- [Description of the task]:
Below are lines of data, and only some are wanted. Please repeat exactly those from the line that has "is deprecated, use" through the line that has "Thanks for the heads up!".

- [Supplied material]:
● ● ● ●

PR #78, opened 2025-09-28
feat: add valve-internal-enabler plugin

veygax:
this plugin enables the "Valve Internal" menu within Steam

image


shdwmtr:
```js
    modules.get("34792").rV.m_Settings.bIsValveEmail = true;
    modules.get("72476").TS.DEV_MODE = true;
```

These references would break between updates. Sift through the modules manually and check for patterns to find the right module.

veygax:
huh, not my extension

veygax:
i can confirm its fully functional

PR #90, opened 2025-10-18
Rss feed in whats new

diemonic1:
A plugin for adding RSS news to whats new block


diemonic1:
add highlights in titles

Typically, the most important elements in headlines are anything in quotation marks or numbers, so they can be highlighted in a different color. If the news is not in English, Latin characters (game names, etc.) can also be highlighted.

PR #91, opened 2025-10-19
Add steam-global-launch-options as submodule

BlafKing:
Hi there! This is my first submission.
I've made a plugin that allows the user to configure any launch options that get automatically applied globally across all your Steam games.

Currently this plugin:

1. Gets the current original launch options for the game (if any)
2. Parses and merges them with your global options
3. Temporarily applies the combined options during launch
4. Restores original options after launch

Please let me know if anything requires adjustments/changing and I'll be more than happy to look into it!


BlafKing:
> Hello! Thank you for the submission!
> 
> `Millennium.callServerMethod` is deprecated, use `callable` instead. You can find docs for it in the typedoc comment above the `Millennium.callServerMethod` function.

Thanks for the heads up!
I've made another commit where I've replaced the usage of `callServerMethod` with `callable` along with some minor logging changes! :)

BlafKing:
Good point indeed! Hadn't considered that. The plugin already creates a default config file if one doesn't exist, so I've simply removed the `config.json` from the repository to prevent any overwrites during updates.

● ● ● ●

- [Finished exercise]:
> `Millennium.callServerMethod` is deprecated, use `callable` instead. You can find docs for it in the typedoc comment above the `Millennium.callServerMethod` function.

Thanks for the heads up!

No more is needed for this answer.